DF <- read.table(text = Lines, header = TRUE)
So there's a probably a more elegant way to accomplish this and I feel like I've seen similar questions, but could not find a duplicate quickly, so here goes...
SETUP
library(tidyverse)
library(lubridate)
df <- data.frame(
id = c('1', '2', '3'),
starting_date = as.Date(c("2016-03-22", "2016-08-17", "2017-09-12")),
end_date = as.Date(c("2016-06-05", "2016-08-29", "2017-12-25")),
stringsAsFactors = FALSE
)
df
#> id starting_date end_date
#> 1 1 2016-03-22 2016-06-05
#> 2 2 2016-08-17 2016-08-29
#> 3 3 2017-09-12 2017-12-25
SOLUTION
df %>%
group_by(id) %>%
mutate(
date_seq = list(seq.Date(starting_date, end_date, by = "month") %>% ceiling_date("month") - 1)
) %>%
unnest() %>%
mutate(row = row_number()) %>%
mutate(
new_end_date = if_else(row == max(row), end_date, date_seq),
new_start_date = if_else(row == min(row), starting_date, floor_date(new_end_date, "month"))
) %>%
select(
id, new_start_date, new_end_date
)
#> # A tibble: 8 x 3
#> # Groups: id [3]
#> id new_start_date new_end_date
#> <chr> <date> <date>
#> 1 1 2016-03-22 2016-03-31
#> 2 1 2016-04-01 2016-04-30
#> 3 1 2016-06-01 2016-06-05
#> 4 2 2016-08-17 2016-08-29
#> 5 3 2017-09-12 2017-09-30
#> 6 3 2017-10-01 2017-10-31
#> 7 3 2017-11-01 2017-11-30
#> 8 3 2017-12-01 2017-12-25
EXPLANATION
Much of what's going on here takes place in the first mutate call which creates date_seq. To understand it, consider the following:
seq.Date(ymd("2016-03-22"), ymd("2016-06-05"), by = "month")

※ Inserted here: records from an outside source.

PR #2191, opened 2026-09-16
Fix setting GCC specific flag with TSAN

m-fila:
### Description 

Setting option `TBB_SANITIZE` to `thread` add compiler flags for enabling TSAN but also adds flag to ignore warnings `-Wno-tsan` which is supported with gcc but not by the other compilers.
I propose to add the flag only for gcc. In particular I'd like to be able to run tsan with clang (which now fails because `-Wno-tsan` isn't supported but otherwise works)

### Type of change

### Tests

- [x] not needed

### Documentation

- [ ] needs to be updated
- [x] not needed

- [ ] Yes
- [x] No
- [ ] Unknown


isaevil (approved):
LGTM

PR #2192, opened 2026-09-17
Throw exception from allocators when n*sizeof(T) causes overflow

kboyarinov:
### Description 
Current implementation of allocator classes (`scalable_allocator`, `cache_aligned_allocator`, `tbb_allocator` and `memory_pool_allocator`) unconditionally passes n*sizeof(T) into the underlying allocation function.

This may cause security issues in case n*sizeof(T) results in overflow:
* When n is large, overflowed n*sizeof(T) is small.
* allocate returns the memory allocated for the small overflowed amount without any error diagnostics
* The user may assume the returned memory can store n items which can result in out-of-bound access.

This patch adds throwing the `std::bad_array_new_length` exception from `allocate` in this case, which is aligned with the standard allocators behavior (`std::allocator` and `std::pmr::polymorphic_allocator`).

### Type of change

### Tests

- [ ] not needed

### Documentation

- [ ] needs to be updated
- [ ] not needed

- [ ] Yes
- [ ] No
- [ ] Unknown


include/oneapi/tbb/cache_aligned_allocator.h
```diff
@@ -53,7 +54,15 @@ class cache_aligned_allocator {
 
     //! Allocate space for n objects, starting on a cache/sector line.
     __TBB_nodiscard T* allocate(std::size_t n) {
-        return static_cast<T*>(r1::cache_aligned_allocate(n * sizeof(value_type)));
+        T* p = nullptr;
+
+        // Check overflow before multiplying
+        if (n > max_size()) {
```
kboyarinov: This line is an open question. With this change, each allocate will call `r1::cache_line_size` to determine `max_size`.

The alternative is to only throw `bad_array_new_length` in case of `n*sizeof(T)` overflow and let the `r1::cache_aligned_allocate` check for overflow when the cache line size is subtracted. In this case, for some `n>max_size()` the `std::bad_alloc` is thrown.

aleksei-fedotov: Note that the `cache_aligned_allocate` throws `bad_alloc` when it detects an overflow. [link](https://github.com/oneapi-src/oneTBB/blob/master/src/tbb/allocator.cpp#L195-L197). I guess we should be consistent and throw `bad_array_new_length` in that case as well. 
Fortunately, `bad_array_new_length` inherits `bad_alloc`, so any client code that catches `bad_alloc` will also catch `bad_array_new_length`. So, it won't be a breaking change.

include/oneapi/tbb/scalable_allocator.h
```diff
@@ -222,9 +223,17 @@ class scalable_allocator {
 
     //! Allocate space for n objects.
     __TBB_nodiscard T* allocate(std::size_t n) {
-        T* p = static_cast<T*>(scalable_malloc(n * sizeof(value_type)));
-        if (!p) {
-            throw_exception(std::bad_alloc());
+        T* p = nullptr;
+
+        // Check overflow before multiplying
+        if (n > ~(std::size_t(0)) / sizeof(value_type)) {
```
aleksei-fedotov: Parentheses around `std::size_t` do not change the order of computation here. It can be written as:
```suggestion
        if (n > ~std::size_t(0) / sizeof(value_type)) {
```

include/oneapi/tbb/tbb_allocator.h
```diff
@@ -57,7 +59,15 @@ class tbb_allocator {
 
     //! Allocate space for n objects.
     __TBB_nodiscard T* allocate(std::size_t n) {
-        return static_cast<T*>(r1::allocate_memory(n * sizeof(value_type)));
+        T* p = nullptr;
+
+        // Check overflow before multiplying
+        if (n > ~(std::size_t(0)) / sizeof(value_type)) {
```
aleksei-fedotov: Parentheses around `std::size_t` do not change the order of computation here. It can be written as:
```suggestion
        if (n > ~std::size_t(0) / sizeof(value_type)) {
```

include/oneapi/tbb/memory_pool.h
```diff
@@ -109,9 +109,17 @@ class memory_pool_allocator {
...
     //! Allocate space for n objects.
     pointer allocate( size_type n, const void* /*hint*/ = nullptr) {
-        pointer p = static_cast<pointer>( my_pool->malloc( n*sizeof(value_type) ) );
-        if (!p)
-            throw_exception(std::bad_alloc());
+        pointer p = nullptr;
+
+        // Check overflow before multiplying
+        if (n > max_size()) {
+            throw_exception(std::bad_array_new_length());
```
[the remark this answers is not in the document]
aleksei-fedotov: Was unable to find such tests as well. Why are memory pools not tested on exceptions? Should we add them?

include/oneapi/tbb/cache_aligned_allocator.h
kboyarinov: As far as I understand, my change made the code under the link unreachable because we detect possible overflow earlier in the first if.
I guess we can align the if condition here with other allocators and only check that `n*sizeof(T)` is not already an overflow. Then `cache_aligned_allocate` will check that `n*sizeof(T) + cache_line_size` for overflow and throw same exception type. 

It will address both accessing `r1::cache_line_size` from each allocation and throw `bad_array_new_length` on each in each overflow scenario. What do you think?

include/oneapi/tbb/memory_pool.h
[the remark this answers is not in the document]
kboyarinov: Fixed

include/oneapi/tbb/cache_aligned_allocator.h
aleksei-fedotov: Yeah, that is basically how I see it.

kboyarinov: Applied.

include/oneapi/tbb/cache_aligned_allocator.h
```diff
@@ -53,7 +54,17 @@ class cache_aligned_allocator {
...
     //! Allocate space for n objects, starting on a cache/sector line.
     __TBB_nodiscard T* allocate(std::size_t n) {
-        return static_cast<T*>(r1::cache_aligned_allocate(n * sizeof(value_type)));
+        T* p = nullptr;
+
+        // Check overflow before multiplying
+        if (n > ~std::size_t(0) / sizeof(value_type)) {
+            // r1::cache_aligned_allocate throws bad_array_new_length if
+            // n*sizeof(T) + cache_line_size causes overflow
+            throw_exception(exception_id::bad_array_new_length);
```
vossmjp, line 63: I don't suggest something different, but this only fixes the problem for recompiled code, not for drop in of new oneTBB binary library with previously compiled code.

aleksei-fedotov: Unfortunately, we cannot differentiate the _improper size_ situation in the library code even by using assembler injection. I think at best we can only recommend recompiling TUs where allocator is used.

aleksei-fedotov (approved):
Looks good to me!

# [1] "2016-03-22" "2016-04-22" "2016-05-22"
seq.Date(ymd("2016-03-22"), ymd("2016-06-05"), by = "month") %>%
ceiling_date("month")
# [1] "2016-04-01" "2016-05-01" "2016-06-01"
seq.Date(ymd("2016-03-22"), ymd("2016-06-05"), by = "month") %>%
ceiling_date("month") - 1
# [1] "2016-03-31" "2016-04-30" "2016-05-31"
So basically, create a sequence of "end-of-month" dates between the original start and end dates. Putting this in a list-column allows us to organize by the id so that we unnest appropriately. Checkout the output after the end of the unnest():
df %>%
group_by(id) %>%
mutate(
date_seq = list(seq.Date(starting_date, end_date, by = "month") %>% ceiling_date("month") - 1)
) %>%
unnest()
From there I hope things are relatively straightforward. The row_number probably could have been replaced with something fancier like a first/last, but I thought this might be easier to follow.